*** Block opens ***
PR #8193, opened 2026-07-07
fix: normalize vfolder host usage percentage fraction from manager >= 26.3

### LINKED ISSUE #8188: StorageSelect host usage status always shows "Adequate" with manager >= 26.3 (percentage is a 0-1 fraction)
## Summary

`StorageSelect` classifies host usage with `< 70` / `< 90` thresholds on `volume_info[<host>].usage.percentage`, assuming a 0–100 scale:

```tsx
// react/src/components/StorageSelect.tsx
const usagePercent = vhostInfo?.volume_info?.[host]?.usage?.percentage;
const usageLabel =
  usagePercent === undefined
    ? t('data.usage.Unknown')
    : usagePercent < 70
      ? t('data.usage.Adequate')
      : usagePercent < 90
        ? t('data.usage.Caution')
        : t('data.usage.Insufficient');
```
*** Block closes ***
> Exercise
Within the entries, find all lines holding "Adequate" and copy each one.

> Output below
### LINKED ISSUE #8188: StorageSelect host usage status always shows "Adequate" with manager >= 26.3 (percentage is a 0-1 fraction)
      ? t('data.usage.Adequate')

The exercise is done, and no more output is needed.